PR #134, opened 2022-06-02
fix: stylistic tweaks for docs

adrianhopebailie:
- Consistent name for `id`
- OAS hack to provide descriptions on amount fields inside other schemas

PR #189, opened 2022-09-21
chore: add shared sub-resource id path parameter

wilsonianb:
We previously [renamed sub-resource ids](https://github.com/interledger/open-payments/pull/134) to `incomingPaymentId`, etc to disambiguate from the accompanying `accountId` path parameter.
`accountId` was removed in the [switch to payment pointers](https://github.com/interledger/open-payments/pull/145), and sub-resource ids are now the lone path parameters.
This makes path parameters consistent with the [auth server spec](https://github.com/interledger/open-payments/blob/6b5c088b71dd354139d5140c1a57aba6f7c9838e/auth-server-open-api-spec.yaml#L168).

- inspired by addition of reusable parameter definitions in #187

### DIFF
--- a/open-api-spec.yaml
+++ b/open-api-spec.yaml
@@ -1304,7 +1304,6 @@ components:
       in: path
       schema:
         type: string
-        format: uuid
       description: Sub-resource identifier
       required: true
     signature:
--- a/open-api-spec.yaml
+++ b/open-api-spec.yaml
@@ -84,7 +84,7 @@ paths:
 
         The content should be slow changing and cacheable for long periods. Servers SHOULD use cache control headers.
       security: []
-  '/connections/{connectionId}':
+  '/connections/{id}':
     servers:
       - url: 'https://openpayments.guide/'
     get:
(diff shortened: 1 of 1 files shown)


open-api-spec.yaml
```diff
@@ -1328,6 +1299,14 @@ components:
     '403':
       description: Forbidden
   parameters:
+    id:
+      name: id
+      in: path
+      schema:
+        type: string
+        format: uuid
```
wilsonianb, line 1307: Yes or no on enforcing uuid?
https://github.com/interledger/rafiki/pull/603#discussion_r975017871

sabineschaller: I vote no. That's a business decision.

sabineschaller:
I like the change. I'm don't like that we need to change the implementation again. But I'm sure you'll do that @wilsonianb 😉

wilsonianb:
> I like the change. I'm don't like that we need to change the implementation again. But I'm sure you'll do that @wilsonianb wink

Yeah, I'll semi-revert this (as well as belatedly remove `accountId`):
https://github.com/interledger/rafiki/pull/373

sabineschaller (approved):

PR #190, opened 2022-09-23
feat: add JWKS endpoint

adrianhopebailie:
This adds a new path where the JWKs for a payment pointer can be fetched.


open-api-spec.yaml
```diff
@@ -84,6 +84,24 @@ paths:
 
         The content should be slow changing and cacheable for long periods. Servers SHOULD use cache control headers.
       security: []
+  /jwks.json:
```
wilsonianb, line 87: https://auth0.com/docs/secure/tokens/json-web-tokens/json-web-key-sets
>Auth0 exposes a JWKS endpoint for each tenant, which is found at `https://YOUR_DOMAIN/.well-known/jwks.json`

That makes wonder if a payment pointer such as `https://alice.me/.well-known/pay` should have `https://alice.me/.well-known/jwk.json`

open-api-spec.yaml
```diff
@@ -813,6 +831,26 @@ components:
           assetCode: USD
           assetScale: 2
           authServer: 'https://openpayments.guide/auth'
+    jwks-document:
```
wilsonianb, line 834:
```suggestion
    json-web-key-set:
```

open-api-spec.yaml
adrianhopebailie: I'm not sure if I understand the question.

> That makes wonder if a payment pointer such as https://alice.me/.well-known/pay should have https://alice.me/.well-known/jwk.json

This proposal would resolve exactly like this. i.e. If you had a payment pointer `$alice.me` then your payment pointer URL would be `https://alice.me/.well-known/pay` and your keys would be at `https://alice.me/.well-known/jwk.json`

open-api-spec.yaml
```diff
@@ -84,6 +84,24 @@ paths:
...
+      summary: Get the keys bound to a Payment Pointer
+      tags:
+        - payment-pointer
+      responses:
+        '200':
+          description: JWKS Document Found
+          content:
+            application/json:
+              schema:
+                $ref: '#/components/schemas/jwks-document'
```
adrianhopebailie, line 98:
```suggestion
                $ref: '#/components/schemas/json-web-key-set'
```

open-api-spec.yaml
wilsonianb: As is, the payment pointer would be:
`https://alice.me/.well-known/pay`
and the keys would be at:
`https://alice.me/.well-known/pay/jwk.json`

I'm wondering if it's worth following the auth0 convention and putting the keys at:
`https://alice.me/.well-known/jwk.json`

(which would only affect `/.well-known/pay` path prefix payment pointers)

wilsonianb: >(which would only affect /.well-known/pay path prefix payment pointers)

An example of a non `/.well-known/pay` payment pointer:

`$wallet.example/alice`
`https://wallet.example/alice`

in which case it seems like the keys would have to be at:
`https://wallet.example/alice/jwk.json`

open-api-spec.yaml
```diff
@@ -813,6 +831,26 @@ components:
           assetCode: USD
           assetScale: 2
           authServer: 'https://openpayments.guide/auth'
+    json-web-key-set:
```
wilsonianb, line 834: Since this only includes keys and not client info, is the client (display) info expected to be found by querying the payment pointer itself?
Or is client display info something that the client provides in grant requests that the account provider doesn't attest to?
https://datatracker.ietf.org/doc/html/draft-ietf-gnap-core-protocol#section-2.3.2
For comparison, the current `/keys/{id}` endpoint in the Rafiki backend returns:
https://github.com/interledger/rafiki/blob/464ef810a8a47c718c4132a426c169c95d7ae8d7/packages/backend/src/clientKeys/routes.ts#L36-L45

adrianhopebailie: I think that pulling this data from the account provider is more reliable and opens us up to supporting use cases in future where this data can be verified (e.g. using DIDs and verifiable credentials)

adrianhopebailie: To be more specific, I think we should say that we only allow identifying the client by reference

wilsonianb: So how does the RS pull client display info from the account provider?

adrianhopebailie: What if we put this in the payment pointer response?

If you are a consumer that wants to protect your privacy then you wouldn't provide this but if you're a business and likely to act as a client then you would.

adrianhopebailie: Agree, but that won't be every time right?

wilsonianb: Yeah, it seems like the payment pointer (or AS grant) request would only happen once per grant?
Whereas the `jwks.json` request would be happening on every grant and token introspection request (unless the `auth` package starts caching keys).
It looks like the rafiki `auth` package is currently only storing `kid`. It seems like it should also store the public key (to bind to the grant)?
https://github.com/interledger/rafiki/blob/f17fdb9981d57d6199062a94ef032d47339b5459/packages/auth/migrations/20220504161932_create_grants_table.js#L15

adrianhopebailie: > the jwks.json request would be happening on every grant and token introspection request (unless the auth package starts caching keys)

I'd definitely suggest caching keys. We probably need to give some thought to an appropriate cache period.

wilsonianb: I think the request to the payment pointer to retrieve client display info will only need to happen on grant requests with `interact` specified.

open-api-spec.yaml
```diff
@@ -1280,6 +1318,44 @@ components:
...
+          type: string
+          enum:
+            - OKP
+        crv:
+          type: string
+          enum:
+            - Ed25519
+        x:
+          type: string
+          format: binary
```
wilsonianb, line 1340:
```suggestion
          pattern: "^[a-zA-Z0-9-_]+$"
          description: The base64 url-encoded public key.
```
https://www.rfc-editor.org/rfc/rfc7517#section-3

See `sharedSecret`:
https://github.com/interledger/open-payments/blob/4c873dba89164decffbe84905d12f1d4ec045389/open-api-spec.yaml#L832-L836

wilsonianb (approved):
~The file is in another castle~
Gotta the resolve the conflicts.

PR #204, opened 2022-10-21
chore: update shared schema spec for consistency

mkurapov:
There is an open [Rafiki PR](https://github.com/interledger/rafiki/pull/669) that generates Typescript types from the Open API spec using the [openapi-typescript](https://github.com/drwpow/openapi-typescript) package. 
Whenever type generation script runs, it generates a file with types as such:
```ts
export interface paths {
   ...
}

export interface components {
   schemas: {
      ...
   }
   responses: {
      ...
   }
   parameters: {
      ...
   }
}

export interface operations {
   ...
}

export interface external {
   ...
}
```

The `external` interface is the one that holds references to the types for when an external `$ref` is used in a spec (e.g. `$ref: ../shared/schemas.yaml#/amount`. 

However, after the spec split, the type generation for the resource server failed to populate this `external` interface, since `shared/schemas.yaml` was declaring components directly at the root like:
```yaml
assetCode:
  title: Asset code
  type: string
  description: The assetCode is a code that indicates the underlying asset. This SHOULD be an ISO4217 currency code.
```
The generator can only populate the external/shared schema interface if using the `components -> schemas` declaration, meaning the shared schema items must be declared like:

```yaml
components:
  schema:
    ...
    assetCode:
      title: Asset code
      type: string
      description: The assetCode is a code that indicates the underlying asset. This SHOULD be an ISO4217 currency code.
```

This PR nests the fields in `openapi/shared/schemas.yaml` to be under `components -> schemas`  in order to allow type generation to work. If this is too much of a change to support this tool, I might be able to figure out a different (possibly convoluted) solution, but I thought this standardization wouldn't cause issues nor be too much of a stretch.

### DIFF
--- a/openapi/shared/schemas.yaml
+++ b/openapi/shared/schemas.yaml
@@ -1,282 +1,295 @@
-access:
-  type: array
-  description: A description of the rights associated with this access token.
-  items:
-    $ref: '#/access-item'
-  allOf:
-    - contains:
-        properties:
-          type:
-            const: incoming-payment
-      minContains: 0
-      maxContains: 1
-    - contains:
-        properties:
-          type:
-            const: outgoing-payment
-      minContains: 0
-      maxContains: 1
-    - contains:
-        properties:
-          type:
-            const: quote
-      minContains: 0
-      maxContains: 1
-access-item:
-  discriminator:
-    propertyName: type
-    mapping:
-      incoming-payment: '#/access-incoming'
-      outgoing-payment: '#/access-outgoing'
-      quote: '#/access-quote'
-  oneOf:
-    - $ref: '#/access-incoming'
-    - $ref: '#/access-outgoing'
-    - $ref: '#/access-quote'
-  description: The access associated with the access token is described using objects that each contain multiple dimensions of access.
-  unevaluatedProperties: false
-access-incoming:
-  title: access-incoming
-  type: object
-  properties:
-    type:
-      type: string
-      enum:
-        - incoming-payment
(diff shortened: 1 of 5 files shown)


openapi/shared/schemas.yaml
```diff
@@ -1,282 +1,295 @@
...
+info:
+  title: Open Payments - Shared schemas
+  version: '1.0'
+  license:
+    name: Apache 2.0
+    identifier: Apache-2.0
+  summary: Open Payments - Shared schemas
+  description: 'Shared schemas used across Open Payments APIs'
+  contact:
+    email: tech@interledger.org
```
mkurapov, line 11: not necessary perse, but just additional information

openapi/shared/schemas.yaml
```diff
@@ -1,282 +1,295 @@
...
+components:
+  schemas:
```
mkurapov, line 13: no changes other than this nesting

wilsonianb (approved):
related issue:
- https://github.com/drwpow/openapi-typescript/issues/892

We can consider reverting this if/when that's resolved.

mkurapov:
@wilsonianb yes, that's the one I was looking at, the [final response](https://github.com/drwpow/openapi-typescript/issues/892#issuecomment-1224308930) in that issue was a bit different than the [earlier one](https://github.com/drwpow/openapi-typescript/issues/892#issuecomment-1177786341) in that thread that was relevant to this change. I hope if there is a change to the library both of those fixes will be addressed.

What to produce:
Check every line above for the string "interface" and copy those that have it.

Exercise result:
export interface paths {
export interface components {
export interface operations {
export interface external {
The `external` interface is the one that holds references to the types for when an external `$ref` is used in a spec (e.g. `$ref: ../shared/schemas.yaml#/amount`. 
However, after the spec split, the type generation for the resource server failed to populate this `external` interface, since `shared/schemas.yaml` was declaring components directly at the root like:
The generator can only populate the external/shared schema interface if using the `components -> schemas` declaration, meaning the shared schema items must be declared like:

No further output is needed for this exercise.